Он знал это свое состояние духа – скверно, никуда не годится; несомненно, оно усилено столкновением с «Опус Деи»; но ему известно и как с ним справиться – просто надо немного пройтись. И пошел обратно вдоль Рива дельи Скьявони: справа вода, слева отели… Добрался до первого моста, быстро двигаясь под вечерним солнцем, и ему стало лучше. А когда увидел буксиры, пришвартованные к берегу – в линеечку, по порядку, каждый со своим латинским названием, – почувствовал, что настроение поднялось и поплыло в сторону Сан-Джорджо на волнах от проходящего пароходика.

Указатель на больницу Санти-Джованни-э-Паоло решил за него, и через двадцать минут он оказался там. Медсестра на вахте того этажа, куда перевели Марию Тесту, сообщила ему, что в состоянии ее перемен нет и ее перевели в отдельную палату – номер 317, прямо по коридору и направо.

Около 317-й палаты стоял пустой стул, а на нем разворотом вниз – последний выпуск «Тополино». Не думая и не стучась он открыл дверь в палату и вошел; инстинкт быстро сдвинул его в сторону от бесшумно закрывшейся двери, глаза обежали помещение.

На кровати лежало что-то укрытое одеялом, вверх и вниз к пластиковым бутылкам отходили трубки. Толстая повязка на плече все еще была на месте, как и та, что на голове. Но особа, которую Брунетти увидел, подойдя к кровати, как будто другая: нос заострился – тонкий клюв, глаза запали в глазницах, а тела почти не видно под покрывающими его тканями, так она похудела за это короткое время.

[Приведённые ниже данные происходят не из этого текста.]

PR #3621, opened 2015-04-17
CLC-5078 - E-Grades Export: Add refresh grades option to download display

redconfetti:
https://jira.ets.berkeley.edu/jira/browse/CLC-5078

### DIFF
--- a/src/assets/templates/canvas_embedded/course_grade_export.html
+++ b/src/assets/templates/canvas_embedded/course_grade_export.html
@@ -81,6 +81,13 @@
         <p class="cc-page-course-grade-export-more-info-container">
           For more information, see <a href="http://ets.berkeley.edu/bcourses/how-do-i-submit-grades-e-grades-bcourses">How do I Submit Grades to E-Grades from bCourses?</a>
         </p>
+        <p class="cc-page-course-grade-export-more-info-container">
+          Updated Gradebook?
+          <button class="bc-canvas-button cc-page-course-grade-export-refresh-button" data-ng-click="$parent.preloadGrades()">
+            <i class="fa fa-refresh"></i>
+            Refresh Prepared Grades
+          </button>
+        </p>
       </div>
     </div>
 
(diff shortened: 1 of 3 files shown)


src/assets/templates/canvas_embedded/course_grade_export.html
```diff
@@ -81,6 +81,13 @@ <h2 class="cc-page-course-grade-export-download-header">Final Grades Download</h
         <p class="cc-page-course-grade-export-more-info-container">
           For more information, see <a href="http://ets.berkeley.edu/bcourses/how-do-i-submit-grades-e-grades-bcourses">How do I Submit Grades to E-Grades from bCourses?</a>
         </p>
+        <p class="cc-page-course-grade-export-more-info-container">
+          Updated Gradebook?
+          <button class="bc-canvas-button cc-page-course-grade-export-refresh-button" data-ng-click="$parent.preloadGrades()">
```
christianv: @redconfetti Does it still work without the $parent?

redconfetti: @christianv Nope. It looks like I did that just because I expected the ng-if to block again. So does the ng-if simply introduce some sort of child scope for variables, but not for functions?

christianv: @redconfetti can't really explain it better than the current angular docs:

> Note that when an element is removed using ngIf its scope is destroyed and a new scope is created when the element is restored. The scope created within ngIf inherits from its parent scope using prototypal inheritance. An important implication of this is if ngModel is used within ngIf to bind to a javascript primitive defined in the parent scope. In this case any modifications made to the variable within the child scope will override (hide) the value in the parent scope.

https://docs.angularjs.org/api/ng/directive/ngIf

christianv: Also, try to avoid `$parent` as much as possible.

PR #3626, opened 2015-04-17
CLC-5079 - E-Grades Export: Force refresh after 35 minute timeout

redconfetti:
https://jira.ets.berkeley.edu/jira/browse/CLC-5079


johncrossman:
Looks ok to me. @christianv - no concerns?

redconfetti:
Mecha-Christian (jshint, jscs, scsshint) approves....

src/assets/javascripts/angular/controllers/pages/canvasCourseGradeExportController.js
```diff
@@ -187,6 +196,16 @@
...
     };
 
+    /*
+     * Forces refresh of prepared grades 34 minutes after called
+     */
+    var cacheTimeoutPromise;
+    var refreshExpiredCache = function() {
+      cacheTimeoutPromise = $timeout(function() {
+        $scope.preloadGrades();
+      }, 2040000);
```
christianv: @redconfetti this will automatically reload the information without letting the user know. Even though it's only after a long time, we should let them know before changing the data.

christianv: @redconfetti A solution might be to show a timer on the page that something will be happening in `xx` amount of minutes.

PR #3629, opened 2015-04-17
CLC-5104 Serve root from bootstrap.html to force processing by BootstrapController

ctweney:
https://jira.ets.berkeley.edu/jira/browse/CLC-5104

@christianv should review this for sure. 

Please wait for green Bamboo & Travis, and don't merge until after QA branches.


christianv:
@ctweney is there a way to call the `BootstrapController` on `index.html` instead? Or perhaps renaming it to `IndexController`?

ctweney:
No, the index.html filename in /public is magic for Rails. When it sees that, it serves it through the static file server, bypassing the Rails controller stack entirely.

christianv:
@ctweney very interesting, and it doesn't seem like there is a good way to change that Rails magic...

http://stackoverflow.com/questions/1080747/how-do-you-get-a-rails-project-to-start-with-index-html-erb-instead-of-index-htm
http://stackoverflow.com/questions/18485429/rails-use-ruby-in-public-index
http://stackoverflow.com/questions/5174160/routing-around-static-index-html-in-rails

The main reason for asking this is because `index.html` is usually the default, main HTML file for any front-end project. Was also thinking about using something like `index-main.html` to get around this.

Would you be ok with `index-main.html` and explaining why we can't use `index.html` somewhere?

ctweney:
Fair enough, @christianv , I renamed the file to index-main.html and put in explanatory comments.

christianv:
@ctweney really appreciate it, thank you. Have a great weekend.

PR #3639, opened 2015-04-21
CLC-5061, webcast-signup.html wiring prior to adding logic

johncrossman:
https://jira.ets.berkeley.edu/jira/browse/CLC-5061
Bamboo, too: https://bamboo.ets.berkeley.edu/bamboo/browse/MYB-CJT49-1

The logic will come next. For example:
1. visibility def in erb file
2. render sign_up widget according to instructor type, ccn(s)
3. etc.

### DIFF
--- a/src/assets/javascripts/angular/controllers/widgets/webcastSignUpController.js
+++ b/src/assets/javascripts/angular/controllers/widgets/webcastSignUpController.js
@@ -1,0 +1,11 @@
+(function(angular) {
+  'use strict';
+
+  /**
+   * Webcast sign-up controller
+   */
+  angular.module('calcentral.controllers').controller('WebcastSignUpController', function(apiService, webcastFactory, $route, $routeParams, $scope) {
+
+
+  });
+})(window.angular);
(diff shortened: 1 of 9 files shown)


src/assets/javascripts/angular/controllers/widgets/webcastSignUpController.js
```diff
@@ -0,0 +1,11 @@
+(function(angular) {
+  'use strict';
+
+  /**
+   * Webcast sign-up controller
+   */
+  angular.module('calcentral.controllers').controller('WebcastSignUpController', function(apiService, webcastFactory, $route, $routeParams, $scope) {
+
```
christianv: @johncrossman can we remove the arguments `apiService, webcastFactory, $route, $routeParams, $scope` for now since we're not using them?

johncrossman: done

johncrossman:
Fixing jscs problem.

PR #3644, opened 2015-04-21
CLC-5177 Mock request matcher can now handle ports or no ports

ctweney:
https://jira.ets.berkeley.edu/jira/browse/CLC-5177

The use case for this only exists in the sis-master branch at the moment, but I think it's good to get into master.


raydavis:
Agreed, @ctweney -- thanks!

PR #3647, opened 2015-04-22
CLC-5184 Move Advising::MyAdvising to Mockable framework

paulkerschen:
https://jira.ets.berkeley.edu/jira/browse/CLC-5184

### DIFF
--- a/app/models/advising/my_advising.rb
+++ b/app/models/advising/my_advising.rb
@@ -3,6 +3,7 @@ module Advising
     include Cache::LiveUpdatesEnabled
     include Cache::FeedExceptionsHandled
     include HttpRequester
+    include Proxies::Mockable
     include SafeJsonParser
     include User::Student
     include ClassLogger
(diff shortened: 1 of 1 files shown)


app/models/advising/my_advising.rb
```diff
@@ -33,32 +35,24 @@ def get_parsed_response
...
-        )
-        status_code = response.code
-        if status_code == 404
-          logger.debug "404 response from advising API for user #{@uid}"
-          parsed_json = {'body' => 'No advising data could be found for your account.'}
-        else
-          unless (parsed_json = safe_json(response.body))
-            raise Errors::ProxyError.new('Empty response', response: response, url: url, uid: uid)
-          end
+        unless (parsed_json = safe_json(response.body))
```
raydavis: Although this may be scope creep, this sort of "safe_json(response.body)" call should (eventually) be replaced by "response.parsed_response" (as you already did for XML response bodies).

paulkerschen: @raydavis Good point; how about I open up another issue for this and other needless JSON parsings around the code base?

raydavis: Sounds fine, @paulkerschen . I'll wait to merge this for a bit, though, so as to prioritize testing of the potential last fix for the release.

PR #5115, opened 2016-03-24
SISRP-16530 - stop nightly run of QA profile tests

pfarestveit:
https://jira.berkeley.edu/browse/SISRP-16530

Oski is no longer reliable as a test user, and I don't want to use real student data for test runs on a server.


johncrossman:
Looks good, @pfarestveit  Waiting on T

PR #5116, opened 2016-03-24
SISRP-16710 - Adds EdoOracle::Queries.get_section_meetings

redconfetti:
https://jira.berkeley.edu/browse/SISRP-16710

Adds EdoOracle::Queries.get_section_meetings method as equivalent of CampusOracle::Queries.get_section_schedules


paulkerschen:
Thanks for documentation @redconfetti.

PR #5117, opened 2016-03-24
SISRP-16877 Add cutoff in YAML to specify per-term academic data source

paulkerschen:
First bit of support for https://jira.berkeley.edu/browse/SISRP-16877.

A YAML cutoff is handy for two reasons:
- Moving it into the future is equivalent to switching off an EdoOracle feature flag entirely.
- Moving it into the past allows devs and QA to do limited verification of EdoOracle against converted legacy data.

### DIFF
--- a/app/models/berkeley/term.rb
+++ b/app/models/berkeley/term.rb
@@ -1,6 +1,7 @@
 module Berkeley
   class Term
     include ActiveAttrModel, ClassLogger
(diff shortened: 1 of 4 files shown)


raydavis:
Whenever I see a hard-coded date, I reach for my YAML. Thank you, @paulkerschen

PR #5119, opened 2016-03-24
SISRP-16711 - Adds EdoOracle::Queries.get_section_instructors

redconfetti:
https://jira.berkeley.edu/browse/SISRP-16711

### DIFF
--- a/app/models/edo_oracle/queries.rb
+++ b/app/models/edo_oracle/queries.rb
@@ -151,5 +151,47 @@ module EdoOracle
       stringify_ints!(result)
     end
 
+    # EDO equivalent of CampusOracle::Queries.get_section_instructors
+    # Changes:
+    #   - 'ccn' replaced by 'section_id' argument
+    #   - 'term_yr' and 'term_yr' replaced by 'term_id'
+    #   - 'instructor_func' has become represented by 'role_code' and 'role_description'
+    #   - Does not provide all user profile fields ('email_address', 'student_id', 'affiliations').
+    #     This will require a programatic join at a higher level.
+    #     See CLC-6239 for implementation of batch LDAP profile requests.
+    #
+    # TODO: Update dependencies in CampusOracle::CourseSections and CanvasCsv::SiteMembershipsMaintainer
+    #   to merge user profile data into this feed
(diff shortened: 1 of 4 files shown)


app/models/edo_oracle/queries.rb
```diff
@@ -151,5 +151,47 @@ def self.get_sections_by_ids(term_id, section_ids)
...
     end
 
+    # EDO equivalent of CampusOracle::Queries.get_section_instructors
+    # Changes:
+    #   - 'ccn' replaced by 'section_id' argument
+    #   - 'term_yr' and 'term_yr' replaced by 'term_id'
+    #   - 'instructor_func' has become represented by 'role_code' and 'role_description'
+    #   - Does not provide all user profile fields ('email_address', 'student_id', 'affiliations').
+    #     This will require a programatic join at a higher level.
+    #     See SISRP-XXXXX for implementation of batch LDAP profile requests.
```
redconfetti: I need to replace this with Ray's Jira that he referenced - CLC-6239

spec/support/custom_matchers.rb
```diff
@@ -0,0 +1,30 @@
...
+    end
+
+    def failure_message_when_negated
+      failure_message
+    end
+  end
+
+  def have_keys(expected_keys)
+    HaveKeys.new(expected_keys)
+  end
```
paulkerschen: @redconfetti This custom matcher looks super handy, but is there any reason you're creating the class from scratch rather than using the `RSpec::Matchers.define` shorthand?

redconfetti: Yes. I don't think it's possible to share the contents of @missing_columns or @target with that method like you can with a class. There is a lot more flexibility with the class. I wonder if I should make it so that this can be used with arrays, checking to ensure each object inside of it (each row), contains the keys specified.... What do you think?

paulkerschen: I accept your reasoning, @redconfetti!

redconfetti: Decided against updating it to support arrays. It would have to track and report which elements are missing which columns. Such an occurrence is not likely, so it's not worth the dev effort.

PR #5121, opened 2016-03-24
SISRP-16877 EdoOracle::UserCourses models and tests

paulkerschen:
https://jira.berkeley.edu/browse/SISRP-16715
https://jira.berkeley.edu/browse/SISRP-16716
https://jira.berkeley.edu/browse/SISRP-16877
https://jira.berkeley.edu/browse/SISRP-16878

EdoOracle::UserCourses contains translator classes on the pattern of CampusOracle::UserCourses. There is some oddness and redundancy in the constructed feeds because that's what the higher-level classes are expecting.

Cross-listings can now be determined from the cs-course-id column; implicitly taught sections can be determined from the primaryAssociatedSection column. Both are tracked while building the UserCourses feed for instructors.

Specs are present but will need better data to exercise a wider range of cases.

Legacy term cutoff logic is moved into Berkeley::Terms initialization so as to avoid a bunch of unnecessary cache hits.

### DIFF
--- a/app/models/berkeley/term.rb
+++ b/app/models/berkeley/term.rb
@@ -62,7 +62,11 @@ module Berkeley
     end
 
     def legacy?
-      self <= Berkeley::Terms.fetch.legacy_cutoff
+      @is_legacy || false
+    end
+
+    def set_as_legacy
+      @is_legacy = true
     end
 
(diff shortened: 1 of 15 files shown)


raydavis:
Looks like it was a good Friday!

PR #5122, opened 2016-03-26
SISRP-15118, advisor_student_overview page and initial student summary widget

johncrossman:

Includes:
* groundwork for Advisor's student_overview page
* `aggregated_attributes` becomes a proper feed with camelCase keys

### DIFF
--- a/src/assets/templates/advisor_student_overview.html
+++ b/src/assets/templates/advisor_student_overview.html
@@ -1,0 +1,15 @@
+<div data-ng-if="api.user.profile.features.csAdvisorStudentLookup && (api.user.profile.isViewer || api.user.profile.isSuperuser || api.user.profile.roles.advisor)">
+  <div class="row collapse">
+    <div class="column">
+      <h1 class="cc-heading-page-title"><a href="/">My Dashboard</a> &raquo; Student Overview</h1>
+    </div>
+    <div class="medium-4 columns">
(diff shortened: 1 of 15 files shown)


src/assets/templates/advisor_student_overview.html
```diff
@@ -0,0 +1,14 @@
+<div>
```
christianvuerings: @johncrossman should this be behind a feature flag?
Also, can we make sure we see a 404 page when the user doesn't have the `advisor` role?

johncrossman: Thanks @christianvuerings 
* I'll drop in a new feature flag, if necessary: https://jira.berkeley.edu/browse/SISRP-16963
* I've put in the 404 logic and it matches the restriction we have in `StudentOverviewController: can_view_as_for_all_uids?`

christianvuerings:
@johncrossman thanks for making the 404 update. I would suggest though that we add the feature flag before merging.

johncrossman:
@christianvuerings : added feature flag, spec and controller-level check.

christianvuerings:
@johncrossman Thanks - lgtm as soon as Travis failure (`StudentLookupFeatureFlagged not found`) is resolved.

johncrossman:
Whoops, forgot to git-add. All in now. Thx, @christianvuerings

PR #5123, opened 2016-03-27
SISRP-16726 Filter FinAid Communications for delegates

raydavis:
https://jira.berkeley.edu/browse/SISRP-16726


johncrossman:
Looks right to me, @raydavis  Thank you.

PR #5124, opened 2016-03-28
CLC-6228, defaults for advisor during view-as session

johncrossman:
https://jira.ets.berkeley.edu/jira/browse/CLC-6228

`accessible_during_advisor_view_as?` is true by default in all controllers. This PR puts override in Canvas-related controllers and `OecTasksController`. Test coverage on high-risk endpoints.


app/controllers/application_controller.rb
```diff
@@ -54,9 +54,15 @@ def check_reauthentication
   def accessible_by_delegate?
     false
   end
+  # The majority of API feeds are available to advisors during view-as mode. Remove advisor access by overriding this method.
+  def accessible_during_advisor_view_as?
```
raydavis: Could we use the same method naming convention as for delegate? You can change the delegate version if you think the new name is better.

app/controllers/concerns/unavailable_when_advisor_view_as.rb
```diff
@@ -0,0 +1,7 @@
+module UnavailableWhenAdvisorViewAs
```
raydavis: Again, I think the code might be easier to maintain if we align the names.

app/controllers/application_controller.rb
johncrossman: Sure thing, @raydavis  I did not use `accessible_by_advisor?` for risk of confusion. I'll align the names.

raydavis:
Aside from the naming nitpick, this looks spot on.

johncrossman:
@raydavis My renaming included `DelegateAccessible` to `AllowDelegateViewAs` thus many files touched. Travis is green.

johncrossman:
@raydavis  Please don't merge this until #5123 is merged and I've rebased to resolved conflicts on this PR.

PR #5128, opened 2016-03-28
NOJIRA, add cs_billing endpoint to verify_sis_api_endpoints script

johncrossman:
New endpoint: `/BILLING_API/get?EMPLID=`

`echo_usage()` moved up to serve as both function and script documentation.

### DIFF
--- a/script/sis/verify_sis_api_endpoints.sh
+++ b/script/sis/verify_sis_api_endpoints.sh
@@ -1,12 +1,43 @@
 #!/bin/bash
 
-# cd to 'calcentral' directory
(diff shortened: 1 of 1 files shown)


johncrossman:
Note: `/${CAMPUS_SOLUTIONS_ID}?id-type=uid` was deliberately removed. It is not used in our codebase.

paulkerschen:
Thanks @johncrossman

christianvuerings:
@davidlimcheng FYI - we might have to update this script once we have the actual URL in CS.

christianvuerings:
@davidlimcheng FYI - we might have to update this script once we have the actual URL in CS.

PR #5129, opened 2016-03-29
SISRP-16063, Advisor student overview, university requirements widget

johncrossman:
https://jira.berkeley.edu/browse/SISRP-16063

Advisors get a dedicated `student_university_requirements` card. The `/api/student/${uid}` feed is expanded to include academics.


src/assets/templates/widgets/advisor/student_university_requirements.html
```diff
@@ -0,0 +1,32 @@
+<div class="cc-widget cc-widget-university-requirements">
```
christianvuerings: @johncrossman this looks like close a copy / paste of the `academics_university_requirements`. Is there no way we can at least re-use part of it?

johncrossman: @christianvuerings Yes, essentially copy/paste. I was uneasy w/ having advisors and students shared widget code. However, some reuse is possible if we put in comments of caution. Stay tuned...

johncrossman:
I'll re-submit this PR shortly with university-requirement widget shared between use cases. cc: @christianvuerings

PR #5137, opened 2016-03-29
SISRP-16880 EDO DB knows no Booleans

paulkerschen:
https://jira.berkeley.edu/browse/SISRP-16880

### DIFF
--- a/app/models/edo_oracle/user_courses/base.rb
+++ b/app/models/edo_oracle/user_courses/base.rb
@@ -119,17 +119,20 @@ module EdoOracle
         section_data = {
           ccn: row['section_id'].to_s,
           instruction_format: row['instruction_format'],
-          is_primary_section: row['primary'],
+          is_primary_section: to_boolean(row['primary']),
           section_label: "#{row['instruction_format']} #{row['section_num']}",
           section_number: row['section_num']
         }
-        section_data[:units] = row['units'] if row['primary']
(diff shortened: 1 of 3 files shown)


app/models/edo_oracle/user_courses/base.rb
```diff
@@ -119,17 +119,17 @@ def row_to_section_data(row, cross_listing_tracker=nil)
         section_data = {
           ccn: row['section_id'].to_s,
           instruction_format: row['instruction_format'],
-          is_primary_section: row['primary'],
+          is_primary_section: (row['primary'] == 'true'),
```
johncrossman: @paulkerschen : how about a concise util. E.g., `to_b(string)`?  (No booleans in the db brings back memories of Matterhorn. Ouch.)

paulkerschen:
Thanks, @johncrossman, util method seems warranted.

paulkerschen:
Amended to use a utility method, and to rely on the stored boolean instead of converting over and over.

app/models/edo_oracle/user_courses/base.rb
```diff
@@ -166,6 +169,10 @@ def merge_detailed_section_data(campus_classes)
         end
       end
 
+      def to_boolean(string)
```
redconfetti: @paulkerschen `true` dat!

PR #5140, opened 2016-03-30
SISRP-16880 EdoOracle::Queries: 'true' > 'false'

paulkerschen:
Follow-up to #5137 (fun with booleans that ain't booleans). We want primary sections ordered first.

https://jira.berkeley.edu/browse/SISRP-16880


raydavis:
So 'true'!

PR #5144, opened 2016-03-30
SISRP-16962, CalCentral must consider isPrimaryForIdentifierType flag in Crosswalk response

johncrossman:
https://jira.berkeley.edu/browse/SISRP-16962

Note:
* We do a conservative check on `isPrimaryForIdentifierType`: evaluate to false if and only if element is present and equal to false.
* The `isActive` attribute has been unreliable in production so we give it no import in our spec / fixture.


johncrossman:
Sign off prior to merge should include @raydavis  I made a rogue decision to prioritize the issue based on frustrations seen in Perf Testing yesterday. IMO, this is a must fix for GL 5.2

raydavis:
Who am I to interfere with roguishness?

Как в прошлый раз, стал вглядываться в ее лицо в надежде, – может быть, что-нибудь выразит… Она тихо-тихо дышала, с такими долгими перерывами между вдохами, – он уже начинал бояться, что следующего не будет.

Оглядел комнату: ни цветов, ни книг – никакого следа человеческого присутствия. Как это странно и как, в сущности, печально… Красивая женщина, в расцвете лет скована и не способна почти ни на что, кроме дыхания, – и ни одного признака, что кому-то в целом мире есть до этого дело и хоть одна душа страдает при мысли – расцвет ее не вернется.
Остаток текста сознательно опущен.